-- THE RECORDS follows --
PR #5415, opened 2016-12-07
(maint) Use Windows line endings for batch file in integration test

glennsarti:
Previously the execution_spec.rb test was using LF line endings during the UTF8
test which worked on US English systems.  However when running on a Japanese
version of Windows, this test was failing incorrectly.  This commit forces the
line endings to Windows style CRLF so that the batch file will execute correctly.

### DIFF
--- a/spec/integration/util/execution_spec.rb
+++ b/spec/integration/util/execution_spec.rb
@@ -27,7 +27,7 @@ describe Puppet::Util::Execution do
                         131, 170, 227, 131, 134].pack('c*').force_encoding(Encoding::UTF_8)
     end
     let(:temputf8filename) do
-      script_containing(utf8text, :windows => "@ECHO OFF\nECHO #{utf8text}\nEXIT 100")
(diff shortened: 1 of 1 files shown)


joshcooper:
The travis failure is due to the typo'ed commit already in stable (note TRAVIS_COMMIT_RANGE comtains a triple dot). That will be fixed in https://github.com/puppetlabs/puppet/pull/5405.

joshcooper:
Interesting, I thought "\n" was a valid line ending for batch files on Windows (although it won't look right when using some editors). If Japanese Windows refuses to run batch files without "\r\n" then there could be many more places in puppet (and ecosystem) where things don't run correctly. I'm thinking about all of the puppet module files/templates, including PE.

joshcooper:
If you rebase against stable the travis commit check error should go away.

glennsarti:
The error popped up because I had UTF8 characters in the batch file.  It appears cmd.exe was barfing because it couldn't interpret where the end of the line was.

glennsarti:
Strange. The branch was already against stable (just pressed create PR too fast).  I'll rebase and see what happens.

glennsarti:
Rebased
-- THE RECORDS concluded --
## WHAT YOU SHOULD DO
This task calls for each line of the material that contains "endings".

## TASK SOLUTION
(maint) Use Windows line endings for batch file in integration test
Previously the execution_spec.rb test was using LF line endings during the UTF8
line endings to Windows style CRLF so that the batch file will execute correctly.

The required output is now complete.